◆ Assigned task: Word for word, the records below are to be set down again.

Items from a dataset
------------------------------------
PR #1507, opened 2023-01-17
AGENT-509: Warn if podman registry in use when configured for quay

bfournie:
If the quay registry backend is configured but the podman registry is still set up, the "mirror-registry" command will fail and it will be difficult to debug. Exit the command with instructions of how to remove the podman registry.

### DIFF
--- a/oc_mirror.sh
+++ b/oc_mirror.sh
@@ -34,6 +34,11 @@ function update_docker_config() {
 
 function setup_quay_mirror_registry() {
 
+   if sudo podman container exists registry; then
+     echo "The podman registry is currently running and will cause a conflict with quay registry. Run \"registry_cleanup.sh\" to remove podman registry."
+     exit 1
+   fi
+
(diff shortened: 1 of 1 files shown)


oc_mirror.sh
```diff
@@ -34,6 +34,11 @@ function update_docker_config() {
 
 function setup_quay_mirror_registry() {
 
+   if sudo podman container exists registry; then
+     echo "The podman registry is currently running and will cause a conflict with quay registry. Run \"registry_cleanup.sh\" to remove podman registry."
```
andfasano, line 38: Is there any specific scenario that will make it happen? I'd expect that a `make clean` could be sufficient in such case

bfournie: Yes the reason this now happens is that registry_cleanup.sh was moved out of `make clean` and into `make realclean` to avoid having to rebuild the registry on each run - https://github.com/openshift-metal3/dev-scripts/pull/1498.  Which works fine until switch registry backends, which should not happen that often.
------------------------------------
◆ Worked solution:
PR #1507, opened 2023-01-17
AGENT-509: Warn if podman registry in use when configured for quay

bfournie:
If the quay registry backend is configured but the podman registry is still set up, the "mirror-registry" command will fail and it will be difficult to debug. Exit the command with instructions of how to remove the podman registry.

### DIFF
--- a/oc_mirror.sh
+++ b/oc_mirror.sh
@@ -34,6 +34,11 @@ function update_docker_config() {
 
 function setup_quay_mirror_registry() {
 
+   if sudo podman container exists registry; then
+     echo "The podman registry is currently running and will cause a conflict with quay registry. Run \"registry_cleanup.sh\" to remove podman registry."
+     exit 1
+   fi
+
(diff shortened: 1 of 1 files shown)


oc_mirror.sh
```diff
@@ -34,6 +34,11 @@ function update_docker_config() {
 
 function setup_quay_mirror_registry() {
 
+   if sudo podman container exists registry; then
+     echo "The podman registry is currently running and will cause a conflict with quay registry. Run \"registry_cleanup.sh\" to remove podman registry."
```
andfasano, line 38: Is there any specific scenario that will make it happen? I'd expect that a `make clean` could be sufficient in such case

bfournie: Yes the reason this now happens is that registry_cleanup.sh was moved out of `make clean` and into `make realclean` to avoid having to rebuild the registry on each run - https://github.com/openshift-metal3/dev-scripts/pull/1498.  Which works fine until switch registry backends, which should not happen that often.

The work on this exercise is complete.